Первой остановкой на нашем «пути бесчестья» оказался бар под названием «Жёлтый флаг» в каком-то спальном районе города. Отпустив такси и прочитав на вывеске название заведения, мы с Полозовым понимающе переглянулись – нам обоим был известен смысл этого цветового символа. Мне – потому что я числился офицером запаса войск радиационной, химической и биологической защиты, а моему адвокату – потому, что он в недавнем прошлом был не последним специалистом по морскому праву, пока что-то не разладилось в его юридической карьере. (Нет, жёлтый флаг поднимают не на крыше «жёлтого дома», как может подумать неискушённый читатель. Его поднимают на мачте карантинного судна со вспышкой заразной болезни на борту.)

– Три тысячи чертей! – воскликнул Полозов перед тем, как опрокинул первую рюмку спиртного. – Хорошо-то как! – (При этом он даже не оглянулся вокруг, поскольку имел в виду не интерьер подвальчика, а своё собственное мироощущение.) – А теперь самое время поднять первый тост. Итак, рано или поздно настанет день, когда все мы умрём, а затем умрут все, кто нас знают. Память о нас развеется в веках, а прах ляжет к праху. И всё, что у нас есть, и за что стоит держаться, – это радость каждого краткого мига бытия. Скажите, ну разве не сглупил индийский принц Гаутама, когда отказался от личного счастья только потому, что всякое счастье преходяще: не успеешь оглянуться, как молодость сменится старостью, здоровье – болезнью, а жизнь – смертью? И пускай Будда и другие мудрецы учат, будто сладость земной жизни – всего лишь призрачный сон, а настоящая жизнь лежит по другую сторону! А я заявляю, что этот «сон» и есть единственно подлинная жизнь, и изнанка её – только чёрный тлен небытия. Поэтому, Олег Николаевич, давайте поднимем наши горькие чаши за то, чтобы радоваться hic et nunc, прямо здесь и сейчас! Будем радоваться тому, что имеем вокруг, ибо ничего другого нам не дано, и конец жизни всё равно един что для философа, что для его собачки.
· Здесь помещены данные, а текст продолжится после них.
PR #107, opened 2021-03-24
Add unit test application and add tests for /processes routes.

jander-msft:
- Refactor common runner logic into base class.
- Initial test app with additional logging.
- Add GET /processes/{processKey} testing.
- Use ConfigureAwait(false) to help avoid async deadlocks.


src/Microsoft.Diagnostics.Monitoring.RestServer/Models/ProcessInfo.cs
```diff
@@ -16,28 +20,15 @@ public class ProcessInfo
         public Guid Uid { get; set; }
 
         [JsonPropertyName("name")]
-        public string Name { get; private set; }
+        public string Name { get; internal set; }
 
         [JsonPropertyName("commandLine")]
-        public string CommandLine { get; private set; }
+        public string CommandLine { get; internal set; }
```
wiktork, line 26: Since this is really just a plain old object, you could set these to public.

src/Tests/Microsoft.Diagnostics.Monitoring.TestCommon/TestAppScenarios.cs
```diff
@@ -0,0 +1,25 @@
...
+{
+    public static class TestAppScenarios
+    {
+        public static class Commands
+        {
+            public const string EndScenario = nameof(EndScenario);
+            public const string StartScenario = nameof(StartScenario);
+        }
+
+        public static class SpinWait
```
wiktork, line 15: nit: Rename since the name clashes with a bcl type.

src/Tests/Microsoft.Diagnostics.Monitoring.UnitTestApp/LoggingExtensions.cs
```diff
@@ -0,0 +1,67 @@
...
+// See the LICENSE file in the project root for more information.
+
+using Microsoft.Extensions.Logging;
+using System;
+
+namespace Microsoft.Diagnostics.Monitoring.UnitTestApp
+{
+    internal static class LoggingExtensions
+    {
+        private static readonly Action<ILogger, Exception> _scenarioReady =
```
wiktork, line 12: While I understand this is objectively better, is it necessary for our tests? It's a lot simpler to just LogInformation.

src/Tests/Microsoft.Diagnostics.Monitoring.UnitTestApp/Program.cs
```diff
@@ -0,0 +1,78 @@
...
+            return new CommandLineBuilder()
+                .AddCommand(SpinWaitScenario.Command())
+                .UseDefaults()
+                .Build()
+                .InvokeAsync(args);
+        }
+
+        public static async Task<int> RunScenarioAsync(Func<ILogger, Task<int>> func, CancellationToken token)
+        {
+            // Create JSON console logger so that app can communicate with test host
```
wiktork, line 30: This is much better than my protocol of sending '0' and '1'

src/Tests/Microsoft.Diagnostics.Monitoring.UnitTestApp/Program.cs
```diff
@@ -0,0 +1,78 @@
...
+            // with strucutured responses.
```
wiktork, line 31: nit: typo

src/Tests/Microsoft.Diagnostics.Monitoring.UnitTestApp/Program.cs
```diff
@@ -0,0 +1,78 @@
...
+            using ServiceProvider hostServices = new ServiceCollection()
+                .AddLogging(builder =>
+                {
+                    builder.AddFilter(typeof(Program).FullName, LogLevel.Debug)
```
wiktork, line 35: It would be nice to push all the helper functions here to a separate class, instead of Program. I know it's very aspirational but maybe at some point we can unify and redist these test runners as one package across diag/dotnet-monitor repos.

src/Tests/Microsoft.Diagnostics.Monitoring.UnitTestApp/Program.cs
```diff
@@ -0,0 +1,78 @@
...
+                .CreateLogger<Program>();
+
+            logger.ScenarioReady();
+
+            // Wait for test host before executing scenario
+            await WaitForCommandAsync(TestAppScenarios.Commands.StartScenario, logger);
+
+            logger.ScenarioExecuting();
+
+            int result = await func(logger);
```
wiktork, line 53: I found it handy to try/catch in most of the infrastructure code on the app side and spit it out to stderror. Then the host could print it, for easier debugging.

src/Tests/Microsoft.Diagnostics.Monitoring.UnitTests/ProcessTests.cs
```diff
@@ -0,0 +1,244 @@
...
+                appProcessId = appRunner.ProcessId;
+
+                await appRunner.SendStartScenarioAsync(DefaultTimeout);
+
+                await VerifyProcessAsync(client, await client.GetProcessesAsync(DefaultTimeout), appProcessId);
+
+                await EndSpinWaitScenarioAsync(appRunner);
+            }
+
+            await Task.Delay(TimeSpan.FromSeconds(1));
```
wiktork, line 89: Maybe guard this around a method that we can change later + a TODO

src/Tests/Microsoft.Diagnostics.Monitoring.UnitTests/Runners/AppRunner.cs
```diff
@@ -0,0 +1,178 @@
...
+                }
+
+                environment.Add("DOTNET_DiagnosticPorts", DiagnosticPortPath);
+            }
+
+            return environment;
+        }
+
+        protected override void OnStandardOutputLine(string line)
+        {
```
wiktork, line 89: As mentioned before, we should also be logging stderr

src/Tests/Microsoft.Diagnostics.Monitoring.TestCommon/TestAppScenarios.cs
wiktork, line 15: Do you we have to use the spin scenario for our test apps? It seems incredibly cpu intensive, but i'm not sure what benefit it provides for tests such as /processes.

jander-msft: I can create a non spinning wait, more of an async wait. We'll probably want a spin wait for testing high cpu usage in metrics and eventually triggers. I'll change this to an async wait scenario.

src/Tests/Microsoft.Diagnostics.Monitoring.UnitTests/ProcessTests.cs
jander-msft: I fixed it to wait for the diagnostic pipes to no longer be reported.

src/Tests/Microsoft.Diagnostics.Monitoring.UnitTestApp/Program.cs
jander-msft: Fixed

src/Tests/Microsoft.Diagnostics.Monitoring.UnitTests/Runners/AppRunner.cs
jander-msft: Fixed

src/Tests/Microsoft.Diagnostics.Monitoring.TestCommon/TestAppScenarios.cs
jander-msft: Changed to async wait.

src/Tests/Microsoft.Diagnostics.Monitoring.UnitTestApp/Program.cs
jander-msft: Done

src/Tests/Microsoft.Diagnostics.Monitoring.UnitTestApp/LoggingExtensions.cs
jander-msft: I simplified this a bit. We're using the EventId in the test host to be able to identify the different event types, so it's better to have those IDs consolidated into one file.

jander-msft:
The Linux and MacOS tests are hanging on waiting for the diagnostic pipes to be cleaned up. I believe the issue is that the tests are killing the app processes rather than waiting for them to exit, which causes the Unix socket files to be left behind. I'll try to have the tests wait for the processes to exit. If that doesn't work, I'll revert the behavior and use Tast.Delay for now.

src/Tests/Microsoft.Diagnostics.Monitoring.TestCommon/LoggingRunnerAdapter.cs
```diff
@@ -0,0 +1,124 @@
...
+        private readonly List<string> _standardErrorLines = new();
+        private readonly List<string> _standardOutputLines = new();
+
+        private bool _isDiposed;
+        private Task _standardErrorTask;
+        private Task _standardOutputTask;
+
+        public Dictionary<string, string> Environment { get; } = new();
+
+        public Action<string> StandardErrorCallback { get; set; }
```
wiktork, line 28: Nit: did you want these to be events rather than delegates?

src/Tests/Microsoft.Diagnostics.Monitoring.TestCommon/LoggingRunnerAdapter.cs
```diff
@@ -0,0 +1,124 @@
...
+                _outputHelper.WriteLine("Exit Code: {0}", _runner.ExitCode);
+            }
+            return _runner.ExitCode;
+        }
+
+        private static async Task ReadLinesAsync(StreamReader reader, List<string> lines, Action<string> callback, CancellationToken token)
+        {
+            try
+            {
+                await foreach (string line in reader.ReadLinesAsync(token))
```
wiktork, line 113: Another option here is to register for cancellation and simply dispose the underlying reader (at least i would expect that to work, i have not tried it)

src/Tests/Microsoft.Diagnostics.Monitoring.UnitTests/ProcessTests.cs
```diff
@@ -0,0 +1,275 @@
...
+            Assert.NotNull(info);
+            Assert.Equal(identifier.Pid, info.Pid);
+            Assert.Equal(identifier.Uid, info.Uid);
+#endif
+        }
+
+        /// <summary>
+        /// Has the SpinWait scenario end.
+        /// </summary>
+        private static async Task EndSpinWaitScenarioAsync(AppRunner runner)
```
wiktork, line 246: Rename?

src/Tests/Microsoft.Diagnostics.Monitoring.UnitTests/Runners/AppRunner.cs
```diff
@@ -0,0 +1,196 @@
...
+        /// </summary>
+        private static string CurrentExecutingAssemblyPath =>
+            Assembly.GetExecutingAssembly().Location;
+
+        /// <summary>
+        /// The path to the application.
+        /// </summary>
+        private static string AppPath =>
+            CurrentExecutingAssemblyPath
+                .Replace(Assembly.GetExecutingAssembly().GetName().Name, "Microsoft.Diagnostics.Monitoring.UnitTestApp");
```
wiktork, line 46: Nit: There's a subtle bug here if you have a subfolder with the same name as the assembly. Consider Path.Combine(Path.GetDirectoryName(...),...)

jander-msft: We need to do replace because this binary is at:

`artifacts\bin\Microsoft.Diagnostics.Monitoring.UnitTests\Debug\net5.0\Microsoft.Diagnostics.Monitoring.UnitTests.dll`

which needs to be transformed to:

`artifacts\bin\Microsoft.Diagnostics.Monitoring.UnitTestApp\Debug\net5.0\Microsoft.Diagnostics.Monitoring.UnitTestApp.dll`

So, we are intentionally replacing the folder name as well as the file name. I don't think there will be another folder that coincidentally has the same name, unless we really go out of our way to bin-place into particular folders.

If we did build up the path, we'd have to start at `artifacts\bin`, append the new binary name, append the configuration (which we don't have available in C# without a bunch of #ifdef), append the TFM (which we don't have available in C# without a bunch of #ifdef, and then append the binary name again.

wiktork: Thanks for the detailed explanation. I was under the false assumption that execution would combine these into one place for the test run (i.e. the out folder).

src/Tests/Microsoft.Diagnostics.Monitoring.TestCommon/LoggingRunnerAdapter.cs
jander-msft: Sure? At the end of the all, they would basically be the same, just that this is not multicast (by default).

wiktork (approved):

src/Tests/Microsoft.Diagnostics.Monitoring.UnitTests/Runners/AppRunner.cs
jander-msft: > Thanks for the detailed explanation. I was under the false assumption that execution would combine these into one place for the test run (i.e. the out folder).

For .NET Framework, that is the case. For .NET Core, they are executed in-place.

– И давно ли, Евгений Андреевич, вы заразились таким экзистенциальным отчаяньем?

– Давно – ещё в мои четырнадцать лет. И в конце короткое примечание мелким шрифтом. Наш так называемый лучший из миров на самом деле – довольно дрянное и гиблое место. Но в нашей воле изменить его лучшему. Ну а если мы не в силах чего-то изменить, нужно просто изменить наше отношение к этому чему-то. Подумайте над этим. Жизнь всё время что-нибудь отнимает – то друга, то здоровье, то золотую запонку. Однако один живёт себе и в ус не дует, а другой делает из этого вселенскую трагедию… А теперь ваша очередь. Давайте, рассказываете, чего вы так испугались. Неужели боитесь поверить, что на свете есть потусторонние силы? Или боитесь узнать, что у вас психическое расстройство? Причём, если быть до конца объективным, одно не исключает другого.
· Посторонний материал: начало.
PR #110, opened 2021-03-25
Use HttpClientFactory shared among tests to avoid socket exhaustion.

jander-msft:
There is a problem in the tests where HttpClient.SendAsync will hang and only return when cancelled. This happens due to exhaustion of the available sockets for use by HttpClientHandler.

To mitigate this, create an HttpClientFactory (via the AddHttpClient service method in the ServiceProviderFixture) which pools HttpClientHandlers. The ServiceProviderFixture provides for two HttpCliendHandlers: a default one and one that authenticates with the current user credentials. All of the tests use the default one except for NegotiateAuthenticationSchemeTest which uses the one with default credentials.

Additional refactoring to the ApiClient was done to remove the privately created HttpClient since it shouldn't encourage the use of separately instantiated HttpClient instances.

### DIFF
--- a/src/Tests/Microsoft.Diagnostics.Monitoring.UnitTests/AuthenticationTests.cs
+++ b/src/Tests/Microsoft.Diagnostics.Monitoring.UnitTests/AuthenticationTests.cs
@@ -3,9 +3,11 @@
 // See the LICENSE file in the project root for more information.
 
 using Microsoft.Diagnostics.Monitoring.TestCommon;
+using Microsoft.Diagnostics.Monitoring.UnitTests.Fixtures;
 using Microsoft.Diagnostics.Monitoring.UnitTests.HttpApi;
 using Microsoft.Diagnostics.Monitoring.UnitTests.Options;
 using Microsoft.Diagnostics.Monitoring.UnitTests.Runners;
+using Microsoft.Extensions.DependencyInjection;
 using System;
 using System.Net;
 using System.Net.Http;
@@ -15,20 +17,22 @@ using System.Security.Cryptography;
 using System.Threading.Tasks;
 using Xunit;
 using Xunit.Abstractions;
-using Xunit.Extensions;
 
 namespace Microsoft.Diagnostics.Monitoring.UnitTests
 {
+    [Collection(DefaultCollectionFixture.Name)]
     public class AuthenticationTests
     {
         private static readonly TimeSpan DefaultTimeout = TimeSpan.FromMinutes(1);
 
         private const string ApiKeyScheme = "MonitorApiKey";
 
+        private readonly IHttpClientFactory _httpClientFactory;
         private readonly ITestOutputHelper _outputHelper;
 
-        public AuthenticationTests(ITestOutputHelper outputHelper)
+        public AuthenticationTests(ITestOutputHelper outputHelper, ServiceProviderFixture serviceProviderFixture)
         {
+            _httpClientFactory = serviceProviderFixture.ServiceProvider.GetService<IHttpClientFactory>();
             _outputHelper = outputHelper;
         }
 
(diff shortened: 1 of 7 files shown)


jander-msft:
I've now run this several times through the PR build and run it locally many times and have not encountered the
```
System.Threading.Tasks.TaskCanceledException : The operation was canceled.\r\n---- System.IO.IOException : Unable to read data from the transport connection: The I/O operation has been aborted because of either a thread exit or an application request..\r\n-------- System.Net.Sockets.SocketException : The I/O operation has been aborted because of either a thread exit or an application request.
```
issue at all so I believe it is fixed with this change.

src/Tests/Microsoft.Diagnostics.Monitoring.UnitTests/AuthenticationTests.cs
```diff
@@ -43,19 +47,21 @@ public async Task DefaultAddressTest()
             
             await toolRunner.StartAsync(DefaultTimeout);
 
-            using ApiClient client = new(_outputHelper, await toolRunner.GetDefaultAddressAsync(DefaultTimeout));
+            using HttpClient httpClient = _httpClientFactory.CreateClient();
```
jander-msft, line 50: I'm thinking I can create an extension method that combines creation to the http client and setting the base address in order to minimize the boilerplate code.

shirhatti:
I haven't been following your investigation too closely, but I'm curious how you ran into socket exhaustion.

`SocketsHttpHandler` does connection pooling by default for this reason. I wonder if fiddling with the `PooledConnectionIdleTimeout` might have solved your problem?

hoyosjs (approved):

wiktork (approved):

jander-msft:
> I haven't been following your investigation too closely, but I'm curious how you ran into socket exhaustion.

Each test would create a new HttpClient and attempt to send with it. Fairly frequently, several of them would hang deep in HttpCient.SendAsync code path, the cancellation token would kick in after one minute, and the following would be thrown.

Error:
```
System.Threading.Tasks.TaskCanceledException : The operation was canceled.\r\n---- System.IO.IOException : Unable to read data from the transport connection: The I/O operation has been aborted because of either a thread exit or an application request..\r\n-------- System.Net.Sockets.SocketException : The I/O operation has been aborted because of either a thread exit or an application request.
```
Stack Trace:
```
   at System.Net.Http.HttpConnection.SendAsyncCore(HttpRequestMessage request, CancellationToken cancellationToken)
   at System.Net.Http.HttpConnectionPool.SendWithNtConnectionAuthAsync(HttpConnection connection, HttpRequestMessage request, Boolean doRequestAuth, CancellationToken cancellationToken)
   at System.Net.Http.HttpConnectionPool.SendWithRetryAsync(HttpRequestMessage request, Boolean doRequestAuth, CancellationToken cancellationToken)
   at System.Net.Http.RedirectHandler.SendAsync(HttpRequestMessage request, CancellationToken cancellationToken)
   at System.Net.Http.HttpClient.FinishSendAsyncBuffered(Task`1 sendTask, HttpRequestMessage request, CancellationTokenSource cts, Boolean disposeCts)
   at Microsoft.Diagnostics.Monitoring.UnitTests.HttpApi.ApiClient.SendAndLogAsync(HttpRequestMessage request, CancellationToken token) in /_/src/Tests/Microsoft.Diagnostics.Monitoring.UnitTests/HttpApi/ApiClient.cs:line 200
   at Microsoft.Diagnostics.Monitoring.UnitTests.HttpApi.ApiClient.GetProcessesAsync(CancellationToken token) in /_/src/Tests/Microsoft.Diagnostics.Monitoring.UnitTests/HttpApi/ApiClient.cs:line 59
   at Microsoft.Diagnostics.Monitoring.UnitTests.HttpApi.ApiClient.GetProcessesAsync(TimeSpan timeout) in /_/src/Tests/Microsoft.Diagnostics.Monitoring.UnitTests/HttpApi/ApiClient.cs:line 84
   at Microsoft.Diagnostics.Monitoring.UnitTests.ProcessTests.SingleProcessCore(DiagnosticPortConnectionMode monitorConnectionMode) in /_/src/Tests/Microsoft.Diagnostics.Monitoring.UnitTests/ProcessTests.cs:line 92
   at Microsoft.Diagnostics.Monitoring.UnitTests.ProcessTests.SingleProcessCore(DiagnosticPortConnectionMode monitorConnectionMode) in /_/src/Tests/Microsoft.Diagnostics.Monitoring.UnitTests/ProcessTests.cs:line 95
--- End of stack trace from previous location where exception was thrown ---
----- Inner Stack Trace -----
   at System.Net.Sockets.Socket.AwaitableSocketAsyncEventArgs.ThrowException(SocketError error, CancellationToken cancellationToken)
   at System.Net.Sockets.Socket.AwaitableSocketAsyncEventArgs.GetResult(Int16 token)
   at System.Net.Http.HttpConnection.SendAsyncCore(HttpRequestMessage request, CancellationToken cancellationToken)
----- Inner Stack Trace -----
```

Did some quick searching and found that using too many HttpClient clients can cause this issue and that using pooling should alleviate it.

> `SocketsHttpHandler` does connection pooling by default for this reason. I wonder if fiddling with the `PooledConnectionIdleTimeout` might have solved your problem?

When searching, most of the suggestions I was getting was to use IHttpClientFactory since it handles pooling automatically and allows for some other configurability. I didn't run across using SocketsHttpHandler.PooledConnectionIdleTimeout, but good to know. I think I'll keep the code as-is since it does seem to work and it can allow us to provide other services the tests need in the future.

shirhatti:
> When searching, most of the suggestions I was getting was to use IHttpClientFactory since it handles pooling automatically and allows for some other configurability. I didn't run across using SocketsHttpHandler.PooledConnectionIdleTimeout, but good to know. I think I'll keep the code as-is since it does seem to work and it can allow us to provide other services the tests need in the future.

Unfortunately, we're very aware of this. There's a lot of FUD on how to use HttpClient out there. WinHttpHandler and ergo HttpClient on Framework doesn't have pooling. `SocketsHttpHandler` only recently (I think 2.1) introduced connection pooling and it's hard to beat out 15 years of bad advice.

HttpClientFactory is great and by all means use it 😄. I just don't want good old `HttpClient` users to continue to suffer  because we something hard to use. @samsp-msft might be interested in your struggles.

– Последнее резко, но справедливо. Нет, я не боюсь, что мне, убеждённому атеисту, придётся, как вы выразились, «позорно капитулировать перед правдой». Правду я приму, какой бы горькой она ни оказалась на вкус. Тут дело в другом… Как бы получше начать… Раз уж вы немного учили латынь, может быть, вспомните, как переводится выражение cursus honorum?

Полозов пригубил вторую «рюмашку», подпёр щеку ладонью и спросил с насмешливым удивлением:

– Олег Николаевич, вы что, решили устроить мне экзамен по всем непрофильным гуманитарным предметам? А можно как-нибудь ближе к делу, без захода в средневековье и античность?

– Наберитесь терпения, вы сейчас поймёте, куда я клоню. Cursus honorum буквально переводится как «путь чести». Так в Древнем Риме, во времена республики, называли политическую карьеру государственного мужа от низших к высшим выборным должностям, вплоть до консула. Большей властью наделялся только диктатор, но его избирали, когда отечество было в опасности, когда ему грозил внешний или внутренний враг. Последним римским диктатором был Гай Юлий Цезарь, а до него – Луций Корнелий Сулла, весьма сильная и неоднозначная фигура. С одной стороны, он за несколько месяцев вытянул страну из кризиса, наполнил пустую казну, пресёк все гражданские распри. Но оборотной стороной его медали стали жестокие репрессии, подавление инакомыслия и расправа над политическими противниками.

– Одним словом, этакий древнеримский Пиночет во главе полицейского государства.